Determine how many of the lines below hold the word "veterans". Give the number and nothing else.

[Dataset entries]
*** Begin section ***
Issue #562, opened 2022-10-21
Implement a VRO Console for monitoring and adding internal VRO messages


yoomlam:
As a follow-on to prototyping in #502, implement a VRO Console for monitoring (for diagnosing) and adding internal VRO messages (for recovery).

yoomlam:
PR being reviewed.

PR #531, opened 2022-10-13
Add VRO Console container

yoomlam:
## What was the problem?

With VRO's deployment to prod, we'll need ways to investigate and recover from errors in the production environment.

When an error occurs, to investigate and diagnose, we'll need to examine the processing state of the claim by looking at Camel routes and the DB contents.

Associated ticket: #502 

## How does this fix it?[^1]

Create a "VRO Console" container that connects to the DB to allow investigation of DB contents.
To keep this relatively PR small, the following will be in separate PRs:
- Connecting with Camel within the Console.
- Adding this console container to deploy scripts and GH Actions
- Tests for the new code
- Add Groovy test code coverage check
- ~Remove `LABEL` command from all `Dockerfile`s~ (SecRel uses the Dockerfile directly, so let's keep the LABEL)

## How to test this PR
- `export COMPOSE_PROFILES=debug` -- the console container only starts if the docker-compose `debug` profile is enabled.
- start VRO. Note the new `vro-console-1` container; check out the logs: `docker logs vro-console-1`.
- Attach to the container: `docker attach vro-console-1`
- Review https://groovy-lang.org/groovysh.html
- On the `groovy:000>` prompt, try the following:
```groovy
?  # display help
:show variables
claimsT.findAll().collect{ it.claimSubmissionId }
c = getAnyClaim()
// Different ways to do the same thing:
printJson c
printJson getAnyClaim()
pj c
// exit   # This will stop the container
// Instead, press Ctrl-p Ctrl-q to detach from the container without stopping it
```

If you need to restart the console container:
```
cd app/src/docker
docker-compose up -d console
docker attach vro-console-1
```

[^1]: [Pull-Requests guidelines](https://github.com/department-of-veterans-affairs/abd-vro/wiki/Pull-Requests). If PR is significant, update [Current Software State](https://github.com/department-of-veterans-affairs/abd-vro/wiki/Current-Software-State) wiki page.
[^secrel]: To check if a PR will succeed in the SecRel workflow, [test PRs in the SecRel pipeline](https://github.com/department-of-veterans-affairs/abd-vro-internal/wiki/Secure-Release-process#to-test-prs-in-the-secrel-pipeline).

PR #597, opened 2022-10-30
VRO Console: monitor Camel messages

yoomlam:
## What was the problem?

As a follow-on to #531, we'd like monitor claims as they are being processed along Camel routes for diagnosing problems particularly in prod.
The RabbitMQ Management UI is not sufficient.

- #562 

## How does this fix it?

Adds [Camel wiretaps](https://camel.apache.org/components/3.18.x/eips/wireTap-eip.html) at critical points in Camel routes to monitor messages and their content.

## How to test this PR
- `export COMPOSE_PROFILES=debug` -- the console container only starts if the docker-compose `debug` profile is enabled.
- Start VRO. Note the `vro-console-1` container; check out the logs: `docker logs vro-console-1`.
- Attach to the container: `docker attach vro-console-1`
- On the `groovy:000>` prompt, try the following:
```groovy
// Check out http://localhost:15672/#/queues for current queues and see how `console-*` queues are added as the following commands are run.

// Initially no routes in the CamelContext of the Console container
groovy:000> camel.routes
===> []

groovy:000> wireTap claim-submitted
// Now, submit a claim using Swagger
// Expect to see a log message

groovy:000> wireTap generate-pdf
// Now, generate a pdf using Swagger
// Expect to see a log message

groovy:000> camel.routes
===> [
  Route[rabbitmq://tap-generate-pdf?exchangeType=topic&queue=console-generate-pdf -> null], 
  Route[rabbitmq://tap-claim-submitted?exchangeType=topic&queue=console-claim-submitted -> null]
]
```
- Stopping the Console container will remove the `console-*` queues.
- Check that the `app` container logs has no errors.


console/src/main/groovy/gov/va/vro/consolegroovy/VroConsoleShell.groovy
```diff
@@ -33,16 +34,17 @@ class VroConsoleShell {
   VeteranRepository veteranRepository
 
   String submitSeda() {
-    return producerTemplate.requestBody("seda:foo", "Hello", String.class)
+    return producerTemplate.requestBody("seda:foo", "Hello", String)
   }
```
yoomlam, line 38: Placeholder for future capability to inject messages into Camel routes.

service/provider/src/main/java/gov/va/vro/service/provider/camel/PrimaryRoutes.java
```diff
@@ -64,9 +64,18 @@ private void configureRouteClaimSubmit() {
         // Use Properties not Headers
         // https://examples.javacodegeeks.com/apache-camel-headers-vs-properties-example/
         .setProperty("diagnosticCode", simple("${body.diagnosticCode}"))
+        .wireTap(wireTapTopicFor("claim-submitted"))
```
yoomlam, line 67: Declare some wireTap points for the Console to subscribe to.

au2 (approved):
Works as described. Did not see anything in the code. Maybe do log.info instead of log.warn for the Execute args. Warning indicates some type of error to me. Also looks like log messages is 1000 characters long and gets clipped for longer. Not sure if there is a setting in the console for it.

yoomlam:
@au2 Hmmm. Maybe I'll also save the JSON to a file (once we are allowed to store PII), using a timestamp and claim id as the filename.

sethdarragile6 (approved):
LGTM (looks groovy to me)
*** End section ***
*** Begin section ***
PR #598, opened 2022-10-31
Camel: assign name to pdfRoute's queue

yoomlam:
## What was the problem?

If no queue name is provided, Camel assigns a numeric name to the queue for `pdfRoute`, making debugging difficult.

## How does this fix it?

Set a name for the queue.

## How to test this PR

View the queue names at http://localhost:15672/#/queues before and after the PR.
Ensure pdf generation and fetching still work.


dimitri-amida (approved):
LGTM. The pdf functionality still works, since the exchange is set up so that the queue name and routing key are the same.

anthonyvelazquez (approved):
*** End section ***
OUTPUT FOR THIS TASK:
2